The Delhi airport express rail link is a 22.7km long high speed metro rail operating between the New Delhi Railway Station and Dwarka Sector 21 in the suburbs of India’s capital city New Delhi. It passes through the Indira Gandhi International (IGI) Airport before terminating at Dwarka Sector 21. It was opened to the public in February 2011 after 27 months of construction.

The rail link has reduced the travel time between New Delhi Railway Station and IGI Airport to 18 minutes, which would otherwise take about two hours by road due to traffic congestions.

The line has cost approximately $1.26bn. The operatorship has been awarded to Delhi Airport Metro Express Private Limited (DAMEPL) for 30 years under a revenue sharing scheme.

Trains are currently operating at headway of 20 minutes, which is expected to be reduced to 10 minutes depending upon the passenger traffic. The rail link is expected to have a ridership of 46,500 passengers a day in 2011.

India’s first privately run metro service

Billed as India’s first privately run metro service, the project was built under a public private partnership scheme by a special purpose vehicle (SPV) known as DAMEPL.

The SPV consists of Delhi Metro Rail Corporation (DMRC) and a consortium of Reliance Infrastructure (95%) and Spain-based train manufacturer Construcciones y Auxiliar de Ferrocarriles. The project cost was shared equally between DMRC and the consortium.

"The rail link is expected to have a ridership of 46,500 passengers a day in 2011."

Financing and construction

The airport express rail link was undertaken as part of phase II of an urban transportation development project initiated by DMRC.

The 30-year build-operate-transfer contract was awarded in 2008 to DAMEPL in an international competitive bidding. The SPV won the contract by quoting the maximum revenue sharing with DMRC.

As per the agreement, DAMEPL will pay DMRC $10.53m at an exchange rate of Rs48.41 per dollar every year, and also share 1 to 5% of the gross revenues for 15 years.

The project was financed through a mix of debt and equity. The loan was arranged by the lead banker Axis Bank along with India Infrastructure Finance and eight other banks.

DMRC was in charge of the construction activities, such as building of underground tunnels, viaduct and station infrastructure, while the consortium was responsible for the design, construction, financing, operation and maintenance of the rail link. The works included installation of 1,676mm gauge tracks, signalling and communication systems, ventilation and air conditioning; providing station facilities; and procuring rolling stock.

Routes

The airport express rail link will pass through and have stoppages at Shivaji Stadium, Dhaula Kuan, Delhi Aerocity and IGI Airport.
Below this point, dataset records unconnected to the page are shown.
PR #146, opened 2018-02-22
Add FreeBSD support to passenger-recycler

karli-sjoberg:
Tested and working on FreeBSD-11.1-RELEASE

### DIFF
--- a/bin/passenger-recycler
+++ b/bin/passenger-recycler
@@ -46,71 +46,44 @@ require 'phusion_passenger/platform_info'
 require 'phusion_passenger/platform_info/ruby'
 require 'phusion_passenger/admin_tools/memory_stats'
 stats = PhusionPassenger::AdminTools::MemoryStats.new
-
-case PhusionPassenger::PlatformInfo.os_name_simple
-when "linux"
-  unless stats.platform_provides_private_dirty_rss_information?
-    puts 'Please run as root or platform unsupported'
-    exit 1
-  end
-  killed = 0
-  stats.passenger_processes.each do |p|
-    pid = p.pid.to_i
-    debug "Checking #{pid} with RSS of #{p.private_dirty_rss}"
-    next unless p.private_dirty_rss > CONFIG[:MAX_PRIV_RSS_MEMORY]
-    started = begin
+killed = 0
+stats.passenger_processes.each do |p|
+  pid = p.pid.to_i
+  started = begin
               `ps -p#{pid} -o start=`.strip
             rescue StandardError => e
               verbose "Error: #{e.message} \nReturning '?'"
               '?'
             end
-    status_ps = `ps -p#{pid} -u`
-    status_all = `passenger-status 2> /dev/null`
-    status_backtraces = `passenger-status --show=backtraces 2>/dev/null`
-    verbose "Terminating #{pid} (started #{started}) with private dirty RSS" \
-          " size of #{p.private_dirty_rss} MB"
-    Process.kill 'SIGUSR1', pid
-    sleep CONFIG[:GRACEFUL_SHUTDOWN_SLEEP]
-    kill(pid)
-    process_status?(pid)
-    if CONFIG[:SEND_STATUS]
-      verbose status_ps
-      verbose status_all
-      verbose status_backtraces
-    end
-    killed += 1
-    exit(1) if killed >= CONFIG[:MAX_TERMINATION]
+  if not p.private_dirty_rss.nil?
+    get_pid_mem_kb = p.private_dirty_rss
+    get_pid_mem_mb = p.private_dirty_rss_in_mb
+    debug_message = "Checking #{pid} with RSS of #{get_pid_mem_kb}"
+    verbose_message = "Terminating #{pid} (started #{started}) with private" +
+        " dirty RSS size of #{get_pid_mem_mb} MB"
+  else
+    get_pid_mem_kb = p.rss
+    get_pid_mem_mb = p.rss_in_mb
+    debug_message = "Checking #{pid} with RSS of #{get_pid_mem_kb}"
+    verbose_message = "Terminating #{pid} (started #{started}) RSS size of" +
+        " #{get_pid_mem_mb} MB"
   end
-when "freebsd"
-  killed = 0
-  stats.passenger_processes.each do |p|
-    pid = p.pid.to_i
-    pid_rss = `procstat -r #{pid} | awk '/maximum RSS/{print$5}'`.strip.to_i
-    pid_rss_mb = sprintf("%.1f", pid_rss / 1024.0)
-    debug "Checking #{pid} with RSS of #{pid_rss}"
-    next unless pid_rss > CONFIG[:MAX_PRIV_RSS_MEMORY]
-    started = begin
-              `ps -p#{pid} -o start=`.strip
-            rescue StandardError => e
-              verbose "Error: #{e.message} \nReturning '?'"
-              '?'
-            end
-    status_ps = `ps -p#{pid} -u`
-    status_all = `passenger-status 2> /dev/null`
-    status_backtraces = `passenger-status --show=backtraces 2>/dev/null`
-    verbose "Terminating #{pid} (started #{started}) with RSS size of" \
-            " #{pid_rss_mb} MB"
-    Process.kill 'SIGUSR1', pid
-    sleep CONFIG[:GRACEFUL_SHUTDOWN_SLEEP]
-    kill(pid)
-    process_status?(pid)
-    if CONFIG[:SEND_STATUS]
-      verbose status_ps
-      verbose status_all
-      verbose status_backtraces
-    end
-    killed += 1
-    exit(1) if killed >= CONFIG[:MAX_TERMINATION]
+  debug debug_message
+  next unless get_pid_mem_kb > CONFIG[:MAX_PRIV_RSS_MEMORY]
+  status_ps = `ps -p#{pid} -u`
+  status_all = `passenger-status 2> /dev/null`
+  status_backtraces = `passenger-status --show=backtraces 2>/dev/null`
+  verbose verbose_message
+  Process.kill 'SIGUSR1', pid
+  sleep CONFIG[:GRACEFUL_SHUTDOWN_SLEEP]
+  kill(pid)
+  process_status?(pid)
+  if CONFIG[:SEND_STATUS]
+    verbose status_ps
+    verbose status_all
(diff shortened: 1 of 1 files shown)


bin/passenger-recycler
```diff
@@ -41,41 +41,76 @@ def process_status?(pid)
...
+      verbose status_backtraces
+    end
+    killed += 1
+    exit(1) if killed >= CONFIG[:MAX_TERMINATION]
+  end
+when "freebsd"
+  killed = 0
+  stats.passenger_processes.each do |p|
+    pid = p.pid.to_i
+    pid_rss = `procstat -r #{pid} | awk '/maximum RSS/{print$5}'`.strip.to_i
```
ekohl: Could this be extracted to a ```get_pid_mem_mb``` so we can reduce the amount of duplication?

karli-sjoberg: Absolutely! I´ve also noticed that there are functions I overlooked in phusion_passenger that negates the the need to use specific shell commands, e.g: 

    pid_rss = p.rss.to_i
    pid_rss_mb = p.rss_in_mb

Which where the only variables I really needed. Beware though, that the debug and verbose messages are also different, and needs to change, since on FreeBSD, I´m not using "private dirty RSS", only RSS!

karli-sjoberg: Would you like me to make a new pull request like that instead?

iNecas:
Rubocop is complaining about some style issues, please have a look at https://travis-ci.org/theforeman/foreman_maintain/jobs/345129122

iNecas:
Also, please follow the hint @theforeman-bot gives about the commit message: I've created a redmine issue for you here http://projects.theforeman.org/issues/22667

karli-sjoberg:
@iNecas Thank you for creating a Redmine issue for me!

About the rubocop style issues, let me address them one by one.
1)
    bin/passenger-recycler:50:1: C: Block has too many lines. [37/25]
    stats.passenger_processes.each do |p| ...
    ^^^^^^^^^^^^^^^^^^^^^^^^^^^^^^^^^^^^^
There´s little to do about that, since you wanted code deduplication, it had to live inside the block to fetch the variables from the Passenger objects.

2)
    bin/passenger-recycler:58:6: C: Use ! instead of not.
      if not p.private_dirty_rss.nil?
         ^^^
Easy fix, I can commit that in a second.

3,4,5,6)

    bin/passenger-recycler:62:78: C: Use \ instead of + or << to concatenate those strings.
        verbose_message = "Terminating #{pid} (started #{started}) with private" +
                                                                             ^
    bin/passenger-recycler:63:9: C: Align the operands of an expression in an assignment spanning multiple lines.
            " dirty RSS size of #{get_pid_mem_mb} MB"
            ^^^^^^^^^^^^^^^^^^^^^^^^^^^^^^^^^^^^^^^^^
    bin/passenger-recycler:68:77: C: Use \ instead of + or << to concatenate those strings.
        verbose_message = "Terminating #{pid} (started #{started}) RSS size of" +
                                                                            ^
    bin/passenger-recycler:69:9: C: Align the operands of an expression in an assignment spanning multiple lines.
            " #{get_pid_mem_mb} MB"
            ^^^^^^^^^^^^^^^^^^^^^^^

Hm, wierd! I tried to have it just like that but then the script crashed, but now it works. Nevermind, I fixed it!

bin/passenger-recycler
```diff
@@ -41,31 +41,39 @@ def process_status?(pid)
...
+    debug_message = "Checking #{pid} with RSS of #{get_pid_mem_kb}"
+    verbose_message = "Terminating #{pid} (started #{started}) with private" \
+                      " dirty RSS size of #{get_pid_mem_mb} MB"
+  else
+    get_pid_mem_kb = p.rss
+    get_pid_mem_mb = p.rss_in_mb
+    debug_message = "Checking #{pid} with RSS of #{get_pid_mem_kb}"
+    verbose_message = "Terminating #{pid} (started #{started}) RSS size of" \
+                      " #{get_pid_mem_mb} MB"
+  end
```
lzap: This could be easily written as

    get_pid_mem_kb = p.try(:private_dirty_rss) || p.rss

and then the whole if statement would not be necessary.

bin/passenger-recycler
```diff
@@ -41,31 +41,39 @@ def process_status?(pid)
...
 stats.passenger_processes.each do |p|
   pid = p.pid.to_i
-  debug "Checking #{pid} with RSS of #{p.private_dirty_rss}"
-  next unless p.private_dirty_rss > CONFIG[:MAX_PRIV_RSS_MEMORY]
   started = begin
               `ps -p#{pid} -o start=`.strip
             rescue StandardError => e
               verbose "Error: #{e.message} \nReturning '?'"
               '?'
             end
```
lzap: Move this `ps` call back after `next unless` so it does not need to be call every loop.

bin/passenger-recycler
iNecas: No, `try` is coming from rails, so it's not available here.

bin/passenger-recycler
```diff
@@ -41,31 +41,39 @@ def process_status?(pid)
 end
 
 require 'phusion_passenger'
+PhusionPassenger.locate_directories
 require 'phusion_passenger/platform_info'
 require 'phusion_passenger/platform_info/ruby'
 require 'phusion_passenger/admin_tools/memory_stats'
-PhusionPassenger.locate_directories
```
lzap: This change needs to be tested on SCL, I remember this was pain to get it working on both SCL and non-SCL.

iNecas:
The length of the block could be reduced by extracting some code into separate methods, something like this (haven't tested):

```patch
diff --git a/bin/passenger-recycler b/bin/passenger-recycler
index cd464b1..a584c1b 100755
--- a/bin/passenger-recycler
+++ b/bin/passenger-recycler
@@ -47,27 +47,32 @@ require 'phusion_passenger/platform_info/ruby'
 require 'phusion_passenger/admin_tools/memory_stats'
 stats = PhusionPassenger::AdminTools::MemoryStats.new
 killed = 0
-stats.passenger_processes.each do |p|
-  pid = p.pid.to_i
-  started = begin
-              `ps -p#{pid} -o start=`.strip
-            rescue StandardError => e
-              verbose "Error: #{e.message} \nReturning '?'"
-              '?'
-            end
-  if ! p.private_dirty_rss.nil?
-    get_pid_mem_kb = p.private_dirty_rss
-    get_pid_mem_mb = p.private_dirty_rss_in_mb
-    debug_message = "Checking #{pid} with RSS of #{get_pid_mem_kb}"
-    verbose_message = "Terminating #{pid} (started #{started}) with private" \
-                      " dirty RSS size of #{get_pid_mem_mb} MB"
+
+def get_process_start(process)
+  `ps -p#{process.pid.to_i} -o start=`.strip
+rescue StandardError => e
+  verbose "Error: #{e.message} \nReturning '?'"
+  '?'
+end
+
+def get_rss_info(process)
+  if !p.private_dirty_rss.nil?
+    get_pid_mem_kb = process.private_dirty_rss
+    get_pid_mem_mb = process.private_dirty_rss_in_mb
   else
     get_pid_mem_kb = p.rss
     get_pid_mem_mb = p.rss_in_mb
-    debug_message = "Checking #{pid} with RSS of #{get_pid_mem_kb}"
-    verbose_message = "Terminating #{pid} (started #{started}) RSS size of" \
-                      " #{get_pid_mem_mb} MB"
   end
+  [get_pid_mem_kb, get_pid_mem_mb]
+end
+
+stats.passenger_processes.each do |p|
+  pid = p.pid.to_i
+  started = get_process_start(p)
+  get_pid_mem_kb, get_pid_mem_mb = get_rss_info(p)
+  debug_message = "Checking #{pid} with RSS of #{get_pid_mem_kb}"
+  verbose_message = "Terminating #{pid} (started #{started}) with private" \
+                    " RSS size of #{get_pid_mem_mb} MB"
   debug debug_message
   next unless get_pid_mem_kb > CONFIG[:MAX_PRIV_RSS_MEMORY]
   status_ps = `ps -p#{pid} -u`
```

It might also help with readability a bit (that's why rubocop has the rule on the length of the block in the first place)

bin/passenger-recycler
karli-sjoberg: Well, I know I need it for the script to work at all. I get strange issues without this, like you can't load Passenger libraries because it can't find it :)

'bin/passenger-recycler'

    require 'phusion_passenger/platform_info'

'phusion_passenger/platform_info.rb'

    PhusionPassenger.require_passenger_lib 'utils/tmpio'

= fail, without it...

karli-sjoberg:
@iNecas That looks great, I'll test that and commit on success :)

bin/passenger-recycler
lzap: No problem, this was a message for myself to test this with and without SCL.

bin/passenger-recycler
lzap: Well

    get_pid_mem_kb = p.private_dirty_rss || p.rss

then, it is set to `nil` according to the if statement there, should work. I still think this is too complicated code, four lines copied...

karli-sjoberg: It actually gets set to `?` instead of `nil`, so that doesn´t work, I tested it just now. Your ruby-foo is obviously better than mine, but unless you have another equally elegant solution up your sleaves, that´s that way it´s got to be.

karli-sjoberg: I got it working, but I had to write `get_pid_mem_mb` like this:

    get_pid_mem_mb = sprintf("%.0f", get_pid_mem_kb / 1024)

Because `process.rss_in_mb` for some reason returned `?` instead of `nil`

karli-sjoberg: `phusion_passenger/admin_tools/memory_stats.rb`

        def private_dirty_rss_in_mb
          if private_dirty_rss.is_a?(Numeric)
            return sprintf("%.1f MB", private_dirty_rss / 1024.0)
          else
            return "?"
          end
        end

Funky :grinning:

karli-sjoberg:
Hey fellas!

So seeing as there were no more objections, how about getting a merge on this sucker?

/K

iNecas:
Tested and work well for me: the only thing is the rubocop, that started complaining again. Please have a look at the failures: I'm ready to merge after that is resolved.

iNecas:
Thanks @karli-sjoberg

karli-sjoberg:
@iNecas No, thank you! :grinning:

lzap:
Thanks!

Four of the six stations are currently operational. The stations at Dhaula Kuan and Delhi Aerocity were opened on 15 August 2011, the Independence Day of India.

Infrastructure

Of the total 22.7km route, 15.7km runs underground along with five stations, and 7km on elevated track with one station at grade level.

"Travel time between New Delhi Railway Station and IGI Airport is now just 18 minutes."

An online flight information display system, automated baggage handling system, automatic ticket vending machines and platform screen doors are available at all the stations. General facilities such as customer care and toilets for men, women and disabled people are also available.

City Air Terminal (CAT) facilities, including passenger and baggage check-in, are available at New Delhi and Shivaji Stadium. These were also made available at the Dhaula Kaun station. Other CAT facilities include baggage trolleys, porter services and early check-in for air passengers and baggage.

The New Delhi railway station has 12 levels, of which five are dedicated to the station, four are for car parking and three are for office and commercial use.

Rolling stock

The airport express rail link will be serviced by a fleet of six trains supplied by Construcciones y Auxiliar de Ferrocarriles. As of April 2011, only four trains were in operation.

The trains consist of six cars designed to operate at a top speed of 135km/h at 25kV DC power. The transport authority has however given permission to operate at a maximum of105km/h.

Half of the space in each coach contains luggage racks and is reserved for baggage.